### EXERCISE
Return, from the material below, each line in which the word "seconds" is present.

### DATASET RECORDS
PR #5716, opened 2021-07-01
ENH: Add context managers to show while waiting

fepegar:
These are some potentially useful utils coming from https://github.com/fepegar/SlicerParcellation/blob/master/lib/GeneralUtils.py.

@lassoan's comments were:

> There is indeed some repeating code pattern with the waitcursor and printing of exception messages which would be nice to simplify. Please send a pull request to Slicer core with the content of GeneralUtils.py to start a discussion. Initial comment: the overridecursor has to be restored when an exception occurs ("finally" is too late because the popup window is displayed in "except" and it is not nice if the waitcursor is still shown when the user gets the error popup). messageContextManager: It seems that it is intended for progress reporting, but for thatyou can already use the statusbar or delaydisplay. A context manager for error messages could be more useful: it would take a general error message (that it would display if there is an exception) and would offer to show the exception text if user clicks "Details" button. Something like this: https://github.com/Slicer/Slicer/blob/aaa9f918a4ee4f35bf09e05c5d7e53d083b2e4e3/Modules/Scripted/DICOMLib/DICOMSendDialog.py#L91-L99

My replies:

> the overridecursor has to be restored when an exception occurs ("finally" is too late because the popup window is displayed in "except" and it is not nice if the waitcursor is still shown when the user gets the error popup)

I'm not sure which popup window you mean. Something created by the user? `showWaitCursor` doesn't show a popup window.

> messageContextManager: It seems that it is intended for progress reporting, but for that you can already use the statusbar or delaydisplay.

The status bar might not be very obvious. This is how I've used this in a module (0:35, here being played at x2): https://youtu.be/Gg02F9DGDc4?t=35. Not sure how I would use delayDisplay with the context manager. I wouldn't like buttons in the window.

> A context manager for error messages could be more useful: it would take a general error message (that it would display if there is an exception) and would offer to show the exception text if user clicks "Details" button. 

Thanks. I have added a `tryWithErrorDisplay` context manager.

Comments:

1. Maybe the names can be improved
1. The goal of these is two remove a bit of verbosity from users' code.
1. I imported `contextmanager` to be able to use the decorator. This seems forbidden in `slicer.util`, though. Another option is to use the class syntax for context managers. Why are all the imports inside the functions? Why are many of them in one line, this is against [PEP8](https://www.python.org/dev/peps/pep-0008/#imports).
1. Why is the file so long? Why not splitting it into different submodules and importing everything here if necessary?

Here are some snippets to try these:

```python
import time
import random

def work():
  time.sleep(random.randrange(1, 3))

def fail():
  work()
  int('Szia')

showThings = True

#
with showWaitCursor(show=showThings):
  work()

#
with showWaitCursor(show=showThings):
  fail()

#
with messageContextManager('¡Hola!', show=showThings):
  work()

#
with messageContextManager('¡Hola!', show=showThings):
  fail()

#
with tryWithErrorDisplay(show=showThings):
  work()

#
with tryWithErrorDisplay(show=showThings):
  fail()

#
getPythonConsoleWidget().show()
with peakPythonConsole(show=showThings):
  print('This should just wait a bit')
  slicer.app.processEvents()
  work()

# This one needs to be pasted with a blank line at the end so it runs
getPythonConsoleWidget().hide()
slicer.app.processEvents()
time.sleep(2)
with peakPythonConsole(show=showThings):
  print('I will close soon!')
  slicer.app.processEvents()
  work()


```

### DIFF
--- a/Base/Python/slicer/util.py
+++ b/Base/Python/slicer/util.py
@@ -2429,6 +2429,170 @@ def createProgressDialog(parent=None, value=0, maximum=100, labelText="", window
       setattr(progressIndicator, key, value)
   return progressIndicator
 
+
+from contextlib import contextmanager
+
+@contextmanager
+def displayPythonShell(display=True):
+  """Show the Python console while the code in the context manager is being run.
+
+  The console stays visible only if it was visible already.
+
+  :param display: If show is False, the context manager has no effect.
+
+  .. code-block:: python
+
+    with slicer.util.displayPythonShell():
+      slicer.util.pip_install('nibabel')
+
+  """
+  import slicer
+
+  def dockableWindowEnabled():
+    import qt
+    return toBool(qt.QSettings().value("Python/DockableWindow"))
+
+  def getConsole():
+    return mainWindow().pythonConsole().parent() if dockableWindowEnabled() else pythonShell()
+
+  if display:
+    console = getConsole()
+    consoleVisible = console.visible
+    console.show()
+    slicer.app.processEvents()
+  try:
+    yield
+  finally:
+    if display:
+      console.setVisible(consoleVisible)
+
+class WaitCursor:
+  """Display a wait cursor while the code in the context manager is being run.
+
+  :param show: If show is False, no wait cursor is shown.
+
+  .. code-block:: python
+
+    import time
+
+    n = 2
+    with slicer.util.MessageDialog(f'Sleeping for {n} seconds...'):
+      with slicer.util.WaitCursor():
+        time.sleep(n)
+
+  """
+  def __init__(self, show=True):
+    """Set the cursor to waiting mode while the code in the context manager is being run.
+
+    :param show: If show is False, this context manager has no effect.
+
+    .. code-block:: python
+
+      import time
+
+      with slicer.util.WaitCursor():
+        time.sleep(2)
+    """
+    self.show = show
+
+  def __enter__(self):
+    import qt, slicer
+    if self.show:
+      qt.QApplication.setOverrideCursor(qt.Qt.WaitCursor)
+      slicer.app.processEvents()
+
+  def __exit__(self, type, value, traceback):
+    if self.show:
+      import qt
+      qt.QApplication.restoreOverrideCursor()
+
+class MessageDialog:
+  def __init__(self, message, show=True, logLevel=None):
+    """Log the message and show a message box while the code in the context manager is being run.
+
+    :param message: Text shown in the message box.
+    :param show: If show is False, no dialog is shown.
+    :param logLevel: Log level used to log the message. Default: logging.INFO
+
+    .. code-block:: python
+
+      import time
+
+      n = 2
+      with slicer.util.MessageDialog(f'Sleeping for {n} seconds...'):
+        with slicer.util.WaitCursor():
+          time.sleep(n)
+
+    """
+    import logging
+    import slicer
+
+    if logLevel is None:
+      logLevel = logging.INFO
+    if not isinstance(logLevel, int):
+      raise ValueError(f'Invalid log level: {logLevel}')
+
+    self.message = message
+    self.show = show and not slicer.app.testingEnabled()
+    self.logLevel = logLevel
+    self.box = None
+
+  def __enter__(self):
+    import logging
+    logging.log(self.logLevel, self.message)
+
+    if self.show:
+      import qt, slicer
+      self.box = qt.QMessageBox()
+      self.box.setStandardButtons(qt.QMessageBox.NoButton)
+      self.box.setText(self.message)
+      self.box.show()
+      slicer.app.processEvents()
+
+  def __exit__(self, type, value, traceback):
+      if self.show:
+        self.box.accept()
+
+@contextmanager
+def tryWithErrorDisplay(message=None, show=True, waitCursor=False):
+  """Show an error display with the error details if an exception is raised.
+
+  :param message: Text shown in the message box.
+  :param show: If show is False, the context manager has no effect.
+  :param waitCursor: If waitCrusor is set to True then mouse cursor is changed to
+     wait cursor while the context manager is being run.
+
+  .. code-block:: python
+
+    import random
+
+    def risky():
+      if random.choice((True, False)):
+        raise Exception('Error while trying to do some internal operations.')
+
+    with slicer.util.tryWithErrorDisplay("Risky operation failed."):
+      risky()
+  """
+  try:
+    if waitCursor:
+      import slicer, qt
+      slicer.app.setOverrideCursor(qt.Qt.WaitCursor)
+    yield
+    if waitCursor:
+      slicer.app.restoreOverrideCursor()
+  except Exception as e:
+    import slicer
+    if waitCursor:
+      slicer.app.restoreOverrideCursor()
+    if show and not slicer.app.testingEnabled():
+      if message is not None:
+        errorMessage = f'{message}\n\n{e}'
+      else:
+        errorMessage = str(e)
+      import traceback
+      errorDisplay(errorMessage, detailedText=traceback.format_exc())
+    raise
+
 def toBool(value):
   """Convert any type of value to a boolean.
 
--- a/Base/Python/slicer/ScriptedLoadableModule.py
+++ b/Base/Python/slicer/ScriptedLoadableModule.py
@@ -200,15 +200,10 @@ class ScriptedLoadableModuleWidget:
     """Reload scripted module widget representation and call :func:`ScriptedLoadableModuleTest.runTest()`
     passing ``kwargs``.
     """
-    try:
+    with slicer.util.tryWithErrorDisplay("Reload and Test failed."):
       self.onReload()
       test = slicer.selfTests[self.moduleName]
       test(msec=int(slicer.app.userSettings().value("Developer/SelfTestDisplayMessageDelay")), **kwargs)
-    except Exception as e:
-      import traceback
-      traceback.print_exc()
-      errorMessage = "Reload and Test: Exception!\n\n" + str(e) + "\n\nSee Python Console for Stack Trace"
-      slicer.util.errorDisplay(errorMessage)
 
   def onEditSource(self):
     filePath = slicer.util.modulePath(self.moduleName)
--- a/Modules/Scripted/DICOMLib/DICOMSendDialog.py
+++ b/Modules/Scripted/DICOMLib/DICOMSendDialog.py
@@ -88,17 +88,12 @@ class DICOMSendDialog(qt.QDialog):
     self.cancelRequested = False
     okButton = self.bbox.button(self.bbox.Ok)
 
-    try:
-      #qt.QApplication.setOverrideCursor(qt.Qt.WaitCursor)
+    with slicer.util.tryWithErrorDisplay("DICOM sending failed."):
       okButton.enabled = False
       DICOMLib.DICOMSender(self.files, address, protocol, aeTitle=aeTitle, progressCallback=self.onProgress)
       logging.debug("DICOM sending of %s files succeeded" % len(self.files))
       self.close()
-    except Exception as result:
-      import traceback
-      slicer.util.errorDisplay("DICOM sending failed: %s" % str(result), parent=self.parent().window(), detailedText=traceback.format_exc())
 
-    #qt.QApplication.restoreOverrideCursor()
     okButton.enabled = True
     self.sendingIsInProgress = False
 
--- a/Modules/Scripted/DICOMPatcher/DICOMPatcher.py
+++ b/Modules/Scripted/DICOMPatcher/DICOMPatcher.py
@@ -128,8 +128,8 @@ class DICOMPatcherWidget(ScriptedLoadableModuleWidget):
     pass
 
   def onPatchButton(self):
-    slicer.app.setOverrideCursor(qt.Qt.WaitCursor)
-    try:
+    with slicer.util.tryWithErrorDisplay("Unexpected error.", waitCursor=True):
+
       import tempfile
       if not self.outputDirSelector.currentPath:
         self.outputDirSelector.currentPath =  tempfile.mkdtemp(prefix="DICOMPatcher-", dir=slicer.app.temporaryPath)
@@ -154,12 +154,6 @@ class DICOMPatcherWidget(ScriptedLoadableModuleWidget):
       if self.normalizeFileNamesCheckBox.checked:
         self.logic.addRule("NormalizeFileNames")
       self.logic.patchDicomDir(self.inputDirSelector.currentPath, self.outputDirSelector.currentPath)
-
-    except Exception as e:
-      self.addLog(f"Unexpected error: {str(e)}")
-      import traceback
-      traceback.print_exc()
-    slicer.app.restoreOverrideCursor()
 
   def onImportButton(self):
     self.logic.importDicomDir(self.outputDirSelector.currentPath)
--- a/Modules/Scripted/SegmentStatistics/SegmentStatistics.py
+++ b/Modules/Scripted/SegmentStatistics/SegmentStatistics.py
@@ -182,7 +182,7 @@ class SegmentStatisticsWidget(ScriptedLoadableModuleWidget):
     """Calculate the label statistics
     """
 
-    try:
+    with slicer.util.tryWithErrorDisplay("Failed to compute results.", waitCursor=True):
       if not self.outputTableSelector.currentNode():
         newTable = slicer.mrmlScene.AddNewNodeByClass("vtkMRMLTableNode")
         self.outputTableSelector.setCurrentNode(newTable)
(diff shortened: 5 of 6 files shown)


Base/Python/slicer/util.py
```diff
@@ -2395,6 +2395,116 @@ def createProgressDialog(parent=None, value=0, maximum=100, labelText="", window
...
   return progressIndicator
 
+def getPythonConsoleWidget():
+  import slicer
+  return slicer.util.mainWindow().pythonConsole().parent()
+
+from contextlib import contextmanager
+
+@contextmanager
+def peakPythonConsole(show=True):
```
jcfr, line 2405: With this PR, we would now have the following functions:

| slicer.util API | equivalent API |
|---|---|
| slicer.util.pythonShell | slicer.app.pythonConsole |
| slicer.util.getPythonConsoleWidget | slicer.util.mainWindow().pythonConsole().parent() |

There are two issues with introducing the new function `getPythonConsoleWidget`:
* function is inconsistently named. Name `pythonShellWidget` would be consistent
* The suffix `Widget` is not always "correct". Indeed, when the settings `Python/DockableWindow` is false, the console is standalone dialog.

Considering this, I suggest to avoid adding the function `getPythonConsoleWidget` and rename `peakPythonConsole` to `raisePythonShell` and update the implementation to consider the value of `Python/DockableWindow` settings to conditionally get the parent widget.

For context:

https://github.com/Slicer/Slicer/blob/aaa9f918a4ee4f35bf09e05c5d7e53d083b2e4e3/Base/QTApp/qSlicerMainWindow.cxx#L456-L477

Base/Python/slicer/util.py
```diff
@@ -2395,6 +2395,116 @@ def createProgressDialog(parent=None, value=0, maximum=100, labelText="", window
...
+    qt.QApplication.setOverrideCursor(qt.Qt.WaitCursor)
+    slicer.app.processEvents()
+  try:
+    yield
+  finally:
+    if show:
+      qt.QApplication.restoreOverrideCursor()
+
+@contextmanager
+def messageContextManager(message, show=True):
```
jcfr, line 2454: Some context manager have the suffix `ContextManager` and some other ones to not. We should be consistent.

Also, we already have one context manager implemented as a class and it is called `NodeModify` that can only be used as context manager and not as a callable function.

It looks like some of the proposed context manager should also be only context manager, hence these suggestions:

* `showWaitCursor`
  * rename to `WaitCursor` and convert into a class like `NodeModify`
 
* `tryWithErrorDisplay`
  * instead introduce a manager called `slicer.util.raises` with the possibility to choose with option to catch.
  * always hide the dialog with testing mode is enabled  (`slicer.app.testingEnabled()`)
  * inspired from [pytest](https://docs.pytest.org/en/6.2.x/assert.html#assertions-about-expected-exceptions)
 
* `messageContextManager`
  * renamed to `MessageDialog`
  * consider approaching this as a decorator ? 
  * integrate with testing mode  (`slicer.app.testingEnabled()`)

Implementation of `NodeModify`:

https://github.com/Slicer/Slicer/blob/aaa9f918a4ee4f35bf09e05c5d7e53d083b2e4e3/Base/Python/slicer/util.py#L1343-L1351

jcfr (changes requested):

Base/Python/slicer/util.py
fepegar: Thanks, @jcfr. I think I have addressed this.

Base/Python/slicer/util.py
fepegar: Thanks, @jcfr. I hadn't seen `NodeModify`. What is the rationale for choosing decorator vs class?

> with the possibility to choose with option to catch.

I'm not sure what you mean here. Can you maybe sketch some pseudo code?

> integrate with testing mode

What do you mean by "integrate" here? I'm not sure what you're asking me to do.

jcfr: re: integrate with testing code

If tests are running on the CI, no dialog should be shown. Considering that when we run tests in CI, we pass the parameter `--testing`, the function `slicer.app.testingEnabled()` returns True .. and we should test for this to make sure no dialog are shown. Failing to do would require user input ... which is not possible when running tests.

fepegar: Oh, sure. The same as above, then. Thanks.

fepegar: I've turned those two generators into classes and integrated all of these with `testingEnabled`.

> instead introduce a manager called slicer.util.raises with the possibility to choose with option to catch.

I'm still not sure how this is related to pytest's raises, nor why we are only converting some of these into classes.

Base/Python/slicer/util.py
```diff
@@ -2395,6 +2395,130 @@ def createProgressDialog(parent=None, value=0, maximum=100, labelText="", window
...
+      qt.QApplication.setOverrideCursor(qt.Qt.WaitCursor)
+      slicer.app.processEvents()
+
+  def __exit__(self, type, value, traceback):
+    if self.show:
+      import qt
+      qt.QApplication.restoreOverrideCursor()
+
+class MessageDialog:
+  def __init__(self, message, show=True):
```
jcfr, line 2462: It may be sensible to introduce `logLevel` parameter set to `INFO`

Base/Python/slicer/util.py
jcfr: >  I'm still not sure how this is related to pytest's raises

Instead of hard coding the general python class `Exception`, it was suggestion it is passed as a parameter.

Also , the function would be renamed from `tryWithErrorDisplay` to `raises`

and would be used like this:

```
with slicer.util.raises(Exception):
  [...]
```

jcfr: Generally speaking it also bad practice to catch the general exception, it should be specific one ...

fepegar: The goal of this manager is "try to do something and if you get _any_ error, show it to me". That's why I'm "catching" (not really, it's just to show the message on the dialog) the general exception. The idea is that the user of this context manager doesn't know a priori which exceptions may be raised.

jcfr: This is a relevant reading: https://stackoverflow.com/questions/4990718/about-catching-any-exception#4992124

If the goal is to catch the exception to let the user know about .. then we could consider re-raising it afterward to make sure it can be handled later by the application  ?

Base/Python/slicer/util.py
```diff
@@ -2395,6 +2395,140 @@ def createProgressDialog(parent=None, value=0, maximum=100, labelText="", window
       setattr(progressIndicator, key, value)
   return progressIndicator
 
+
+from contextlib import contextmanager
+
+@contextmanager
+def raisePythonShell(raise=True):
```
lassoan, line 2402: `raise` may be misleading (users may think that it is related to raising exceptions). I think "display" would be simpler and more clear.

Base/Python/slicer/util.py
```diff
@@ -2395,6 +2395,140 @@ def createProgressDialog(parent=None, value=0, maximum=100, labelText="", window
...
+      console.setVisible(consoleVisible)
+    console = getConsole()
+    consoleVisible = console.visible
+    console.show()
+    slicer.app.processEvents()
+  try:
+    yield
+  finally:
+    if show:
+      console.setVisible(consoleVisible)
```
fepegar, line 2443: Hmm I think I messed this up. This is not why I committed originally.

lassoan:
> I'm not sure which popup window you mean. Something created by the user? showWaitCursor doesn't show a popup window

My point is that most often you need both waitcursor + display of error message in a popup (if an exception is occurred). Therefore, it is important that when an exception occurs then the waitcursor is restored in the `except` branch and not the `finally` branch, because if you have popup display (by user's exception handling or other context manager) then that may display a popup, and you want the cursor to be restored to the normal cursor by the time the popup is displayed. Maybe the code works like this already, just make sure to check that it works like this (if a long-running operation fails with an exception then you should see an error popup and the mouse cursor should be normal).

Base/Python/slicer/util.py
fepegar: I added it, but I'm not sure it's what you expected.

fepegar:
> My point is that most often you need both waitcursor + display of error message in a popup (if an exception is occurred). Therefore, it is important that when an exception occurs then the waitcursor is restored in the except branch and not the finally branch, because if you have popup display (by user's exception handling or other context manager) then that may display a popup, and you want the cursor to be restored to the normal cursor by the time the popup is displayed. Maybe the code works like this already, just make sure to check that it works like this (if a long-running operation fails with an exception then you should see an error popup and the mouse cursor should be normal).

Ok, I see. I don't think that's the current behavior. I'll see if I can fix it.

lassoan:
> The status bar might not be very obvious. This is how I've used this in a module (0:35, here being played at x2): https://youtu.be/Gg02F9DGDc4?t=35. Not sure how I would use delayDisplay with the context manager. I wouldn't like buttons in the window.

I find the windows popping up a bit messy. It is acceptable (and definitely much better than not having feedback at all), but it is not something that I would like to see as a common pattern.

Showing a single progress window with updating progress bar and status text is more appropriate. You could make it a popup, but I think it would be nicer to have it in the module widget (right below the "Update visualization" button; similarly to CLI module progress reporting). Or, if you want users to be able to read what's going on (and scroll back to see all messages) then dumping all messages into a scrollable text browser widget may work, too (similarly to DICOM patcher). If we find that many modules need to do lengthy synchronous processing then we could even create a custom widget, which would combine these two (progress text, progress bar, and a textbox showing all previous messages in a collapsible section).

fepegar:
@lassoan 

About the cursor: if the user catches the exception and shows the popup, then WaitCursor won't see that an exception is raised, right? I don't know how to solve that.

About the message box: ok, I agree it's a bit invasive. The issue with the progress bar is that you would need to pass around the bar, the number of steps, and the current step to all child methods, functions, etc. that need to update it, right? Also, sometimes it's a single step so a progress bar maybe wouldn't make much sense. For example, I've been using it during the installation of PyTorch, which might be a bit lengthy.

fepegar:
I see what you mean by using the status bar when I download a large CT from Sample Data. What I don't like is that the cursor stays the same + the GUI can't be used, and that's not very nice. I suppose these issues are what I'm trying to overcome with this PR.

Base/Python/slicer/util.py
fepegar: The guy in the post is doing exactly what I've done...

I agree with the re-raising. I'll add it now.

lassoan:
> About the cursor: if the user catches the exception and shows the popup, then WaitCursor won't see that an exception is raised, right? I don't know how to solve that.

Can this be solved by nesting the errordisplay and waitcursor context managers in the right order? If not, then it could make sense to have a context manager instead, which sets/restores the wait cursor and also displays the error message (if exception occurs).

> About the message box: ok, I agree it's a bit invasive. The issue with the progress bar is that you would need to pass around the bar, the number of steps, and the current step to all child methods, functions, etc. that need to update it, right? Also, sometimes it's a single step so a progress bar maybe wouldn't make much sense. For example, I've been using it during the installation of PyTorch, which might be a bit lengthy.

The main thing that I don't like about the many popups is the flashing of popups of various sizes. It may also be disruptive (depending on the operating system and window manager) if the popups appear over other applications (that the user switched to, waiting for the lengthy operation to complete), and they may even keep raise the application to the top (making the computer unusable for any other tasks).

It should not be necessary to pass around anything. What we usually do is to have a hook in the logic that provides a string and completion% value to a callback function. If you want multi-level progress reporting then you can rescale the received completion% value in the callback function. See for example the logCallback in https://github.com/Slicer/Slicer/blob/master/Modules/Scripted/DICOMPatcher/DICOMPatcher.py (it just has a string parameter, but you can add a percentage parameter as well).

If you have no idea about the number of steps then you can set maximum=0 and then you get an infinite progress bar:
```
p=slicer.util.createProgressDialog(maximum=0)
```

You can hide the "Cancel" button if you don't want your lengthy operation to be interruptible (in general, it should be interruptible, though):

```
p.setCancelButton(None)
```

lassoan:
> I see what you mean by using the status bar when I download a large CT from Sample Data. What I don't like is that the cursor stays the same + the GUI can't be used, and that's not very nice. I suppose these issues are what I'm trying to overcome with this PR.

I agree that the status bar makes the most sense for background tasks. I guess the intent was to make data download a background task (I think it was that, around Slicer3). There are now nice packages for downloading data in the background, multiple threads, so probably it could be made a background task again relatively easily.

lassoan:
Sorry for asking for so much, but I cannot resist asking for this: could you also add a context manager for `slicer.app.pauseRender()` and `slicer.app.resumeRender()`? (this temporarily pauses updates of all views, to prevent showing temporary content in viewers and make the processing faster - for very large and complex scenes or lots of updates)

Base/Python/slicer/util.py
```diff
@@ -2395,6 +2395,139 @@ def createProgressDialog(parent=None, value=0, maximum=100, labelText="", window
...
+
+from contextlib import contextmanager
+
+@contextmanager
+def displayPythonShell(display=True):
+  """Show the Python console while the code in the context manager is being run.
+
+  The console stays visible only if it was visible already.
+
+  :param show: If show is False, the context manager has no effect.
```
jcfr, line 2407:
```suggestion
  :param display: If show is False, the context manager has no effect.
```

Base/Python/slicer/util.py
```diff
@@ -2395,6 +2395,139 @@ def createProgressDialog(parent=None, value=0, maximum=100, labelText="", window
...
+      qt.QApplication.setOverrideCursor(qt.Qt.WaitCursor)
+      slicer.app.processEvents()
+
+  def __exit__(self, type, value, traceback):
+    if self.show:
+      import qt
+      qt.QApplication.restoreOverrideCursor()
+
+class MessageDialog:
+  def __init__(self, message, show=True, logLevel='INFO'):
```
jcfr, line 2462:
```suggestion
  def __init__(self, message, show=True, logLevel=logging.INFO):
```

Base/Python/slicer/util.py
```diff
@@ -2395,6 +2395,139 @@ def createProgressDialog(parent=None, value=0, maximum=100, labelText="", window
...
+    self.message = message
+    self.show = show and not slicer.app.testingEnabled()
+    self.logLevel = logLevel
+    self.box = None
+
+  def __enter__(self):
+    import logging
+    numericLevel = getattr(logging, self.logLevel.upper(), None)
+    if not isinstance(numericLevel, int):
+        raise ValueError(f'Invalid log level: {self.logLevel}')
```
jcfr, line 2486:
```suggestion
```

Base/Python/slicer/util.py
```diff
@@ -2395,6 +2395,139 @@ def createProgressDialog(parent=None, value=0, maximum=100, labelText="", window
...
+    :param show: If show is False, no dialog is shown.
+
+    .. code-block:: python
+
+      import time
+
+      n = 2
+      with slicer.util.messageContextManager(f'Sleeping for {n} seconds...'):
+        time.sleep(n)
+    """
```
jcfr, line 2475:
```suggestion
    """
    if not isinstance(logLevel, int):
      raise ValueError(f'Invalid log level: {logLevel}')
```

Base/Python/slicer/util.py
```diff
@@ -2395,6 +2395,139 @@ def createProgressDialog(parent=None, value=0, maximum=100, labelText="", window
...
+    if self.show:
+      import qt
+      qt.QApplication.restoreOverrideCursor()
+
+class MessageDialog:
+  def __init__(self, message, show=True, logLevel='INFO'):
+    """Log the message and show a message box while the code in the context manager is being run.
+
+    :param message: Text shown in the message box.
+    :param show: If show is False, no dialog is shown.
```
jcfr, line 2466:
```suggestion
    :param show: If show is False, no dialog is shown.
    :param logLevel: Log level used to log the message.
```

Base/Python/slicer/util.py
```diff
@@ -2395,6 +2395,139 @@ def createProgressDialog(parent=None, value=0, maximum=100, labelText="", window
...
+
+  def __enter__(self):
+    import logging
+    numericLevel = getattr(logging, self.logLevel.upper(), None)
+    if not isinstance(numericLevel, int):
+        raise ValueError(f'Invalid log level: {self.logLevel}')
+    originalLevel = logging.root.level
+    logging.basicConfig(level=numericLevel)
+    logging.info(self.message)
+    logging.basicConfig(level=originalLevel)
```
jcfr, line 2490:
```suggestion
    logging.log(logLevel, self.message)
```

I think we should respect the overall level configured in the application and not force it

Base/Python/slicer/util.py
```diff
@@ -2395,6 +2395,139 @@ def createProgressDialog(parent=None, value=0, maximum=100, labelText="", window
...
+
+    if self.show:
+      import qt, slicer
+      self.box = qt.QMessageBox()
+      self.box.setStandardButtons(qt.QMessageBox.NoButton)
+      self.box.setText(self.message)
```
jcfr, line 2496: The message box icon should be set based on the log level. See https://doc.qt.io/qt-5/qmessagebox.html#Icon-enum

Something like this ... 

```python
If logLevel >= logging.CRITICAL:
  icon = qt.QMessageBox.Critical
elif logLevel >= logging.WARNING:
  icon = qt.QMessageBox.Warning
else:
  icon = qt.QMessageBox.Information
```

jcfr:
> nesting the errordisplay and waitcursor context managers in the right order?

context manager can indeed be nested.
See https://rednafi.github.io/digressions/python/2020/03/26/python-contextmanager.html#nesting-contexts

Base/Python/slicer/util.py
fepegar: I thought this would be best as well, but didn't go for it because it needs to `import logging` outside the definition and for some reason (why??) that doesn't happen in `slicer.util`.

lassoan:
I've made some small improvements, fixes, rebased on latest master and tested everything and it all looks good. I'll merge this now.

lassoan:
The branch is now merged. Thank you for your contributions @fepegar!

fepegar:
Awesome! Thanks, @lassoan.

### TASK RESULT
+    with slicer.util.MessageDialog(f'Sleeping for {n} seconds...'):
+      with slicer.util.MessageDialog(f'Sleeping for {n} seconds...'):
+      with slicer.util.messageContextManager(f'Sleeping for {n} seconds...'):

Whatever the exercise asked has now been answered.